The survey was developed by the U.S. Centers for Disease Control and Prevention to monitor risky health behavior among the nation’s youth. It has been administered by the Buffalo Public Schools every two years since 2011 and touches a wide range of sensitive topics, including drug and alcohol use, health and sexual activity.

But it also includes specific questions added by the school district to gain more insight on Buffalo students' traumatic childhood experiences, current living situations and most common reasons for school absences.

“This data is going to be extremely instrumental in expanding existing supports, creating new supports and engaging the school community in meeting the needs of our children,” said Eric Rosser, associate superintendent for student support services.

The district contracted with Via Evaluation to analyze the responses, which also provided some good news.

For instance, asthma rates are down.

The percentage of students having sex at an early age or with multiple partners also is down, as are tobacco, alcohol and marijuana use.

And fewer high schoolers in Buffalo reported texting while driving, as well as time spent in front of the television.

"I think the results show that we are moving in the right direction in some critical areas," said Catherine Flanagan-Priore, a child psychologist and School Board member for the Park District.
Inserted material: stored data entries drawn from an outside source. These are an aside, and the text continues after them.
Issue #2311, opened 2022-10-26
`application_id` support for received webhook messages?


KJP12:
### General Troubleshooting

- [X] I have checked for similar issues on the Issue-tracker.
- [X] I have updated to the [latest JDA version](https://ci.dv8tion.net/job/JDA/lastSuccessfulBuild/)
- [X] I have checked the branches or the maintainers' PRs for upcoming features.

### Feature Request

For received messages emitted by webhooks, the ability to retrieve the `application_id` for telling which bot sent the message without looking up webhooks.

This would be useful in cases where you're wanting to use another bot's API, such as [PluralKit's](https://pluralkit.me/api/), and want to limit API requests to only deletions after a webhook by the bot emits a message within the channel.

This can also be helpful for cases where you need to lookup the bot where possible without having appropriate permissions to look up the webhook directly.

It's notable that very old bots have a split on application vs. 'user' ID, so, a user lookup cannot be guaranteed. Applications can also create a webhook without having a user attached, which may also lead to another failed user lookup. This isn't really significant if all you need is the ID to compare with, but it should be noted for implementing.

### Example Use-Case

"It would be interesting to be able to better understand why there was such great variability in terms of survey completion at different schools," she said, "particularly because in order to truly map trends it's critical to make sure that the same population is being measured with each administration of the survey."

The survey also indicated some trends that have gotten worse over time and are ripe for intervention.

They include:

• Lack of safe sex. Despite decreases in sexual activity, the percentage of students who do not use condoms or another method to prevent pregnancy continued to rise.

• More computer time. While kids are cutting back on their television viewing, they’re increasing their time in front of the computer and with video games. Nearly half of all the students who responded reported spending three or more hours using the computer on a typical school day.

“This excessive use may be at the expense of physical activity and playing on sports team,” the report stated.

• Rise in some drug use. While small in numbers, the percentage of middle school students who reported using steroids and prescription drugs illegally rose, as did high schoolers using “harder drugs,” like cocaine and heroin.

• Rise in suicidal thoughts. More students have seriously considered suicide than at any point since 2011, although the rate is still below that for New York State.

In Buffalo, it was about 15 percent of high school students who responded and 18 percent among respondents in middle school.

“One of the things that stood out to me is the suicide ideation,” Rosser said. “I definitely want to focus on that.”

Rosser hesitated to pinpoint one issue as being of more importance than another, and cautioned about using the data to make generalizations. But he trusted that the data “speaks to what many of our students are feeling and experiencing.”

The results illustrate why the district has partnered with the nonprofit Say Yes Buffalo to provide mental health clinics and social service case workers in each of its schools, Cash said.

In fact, the results of the biennial survey routinely are used within the district, but for the first time will be shared with community partners and stakeholders in hopes of tackling more of these issues together, Rosser said.

“What I took away from this was really the need for the school community to come together to develop a plan – a response to address the needs that our students have vocalized through this,” Rosser said.